Jaxon Smolik

No. 14 – Temple Owls
- Position: Quarterback
- Class: Junior

Personal information
- Born: 2004 (age 21–22) West Des Moines, Iowa, U.S.
- Listed height: 6 ft 1 in (1.85 m)
- Listed weight: 205 lb (93 kg)

Career information
- High school: Dowling Catholic (West Des Moines, Iowa)
- College: Penn State (2023–2025); Temple (2026–present);
- Stats at ESPN

= Jaxon Smolik =

American football player (born 2004)

Jaxon James Smolik (born 2004) is an American college football quarterback for the Temple Owls. He previously played for the Penn State Nittany Lions.

== Early life and education ==
Smolik was born in West Des Moines, Iowa, where he attended Dowling Catholic High School. As a sophomore, he completed 57 of 96 passes for 794 yards and six touchdowns. As a junior, he completed about 65% of his passes for 959 yards and nine touchdowns. As a senior, he completed 64% of his passes for 1,967 yards and 19 touchdowns, leading Dowling Catholic to a 10-2 record and a state-semifinal appearance.

He earned 5A all-state honors as a senior, was selected all-conference and also received Academic All-State recognition.

In addition to football, he played baseball at Dowling Catholic, serving as a first-baseman and pitcher.

Smolik was rated a consensus three-star prospect out of high school. On August 12, 2022, he committed to play college football for Penn State.

== College career ==
=== Penn State ===
Smolik enrolled at Penn State and redshirted his true-freshman year in 2023; he appeared in one game during that season. During the 2024 season, Smolik was sidelined with an injury and did not appear in games, entering the season as a redshirt freshman. During the 2025 season, he saw his first extended action against Iowa on October 18, taking 11 snaps and recording four rushes for three yards before leaving the game in the fourth quarter after a hit.
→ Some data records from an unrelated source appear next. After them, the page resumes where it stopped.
PR #2380, opened 2023-09-29
#2367 Show `move to inbox` button for all cases when it's not inbox

### LINKED ISSUE #2367: mail in All Mail (archived) cannot be moved back to inbox
most can, but sometimes it can't, missing icon

example here

image

ioanmo226:
This PR shows `move to inbox` button for all cases when it's not inbox

close #2367 // if this PR closes an issue

### To be filled by reviewers

### DIFF
--- a/FlowCrypt/Controllers/Inbox/InboxViewController+TableView.swift
+++ b/FlowCrypt/Controllers/Inbox/InboxViewController+TableView.swift
@@ -417,7 +417,7 @@ extension InboxViewController {
         case .moveToTrash, .permanentlyDelete:
             removeMessage(at: indexToUpdate)
         case .archive, .moveToInbox:
-            if path.isEmpty { // no need to remove in 'All Mail' folder
+            if path.isEmpty || path == "SENT" { // no need to remove in 'All Mail' folder
                 updateMessage(
                     labelsToAdd: action == .moveToInbox ? [.inbox] : [],
                     labelsToRemove: action == .archive ? [.inbox] : [],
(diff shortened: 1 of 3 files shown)


sosnovsky (commented):
Looks good, but I noticed a small issue:
- compose and send new email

On January 2, 2026, Smolik announced that he would enter the transfer portal.

=== Temple ===
On January 10, 2026, Smolik announced that he would transfer to Temple.
===Statistics===

Season: Team; Games; Passing; Rushing
GP: GS; Record; Cmp; Att; Pct; Yds; Y/A; TD; Int; Rtg; Att; Yds; Avg; TD
2023: Penn State; 1; 0; —; 0; 0; 0.0; 0; 0.0; 0; 0; 0.0; 0; 0; 0.0; 0
2024: Penn State; 0; 0; —; 0; 0; 0.0; 0; 0.0; 0; 0; 0.0; 0; 0; 0.0; 0
2025: Penn State; 3; 0; —; 0; 0; 0.0; 0; 0.0; 0; 0; 0.0; 4; 3; 0.8; 0
2026: Temple; 3; 3; 1−2; 14; 23; 60.9; 116; 5.0; 1; 1; 108.6; 12; 69; 5.8; 0
Career: 7; 3; 1−2; 14; 23; 60.9; 116; 5.0; 1; 1; 180.6; 16; 72; 4.5; 0

== Personal life ==
Smolik is the son of Mark and Jaime Smolik. His father played college football at South Dakota and his brother Cameron played at Dordt University.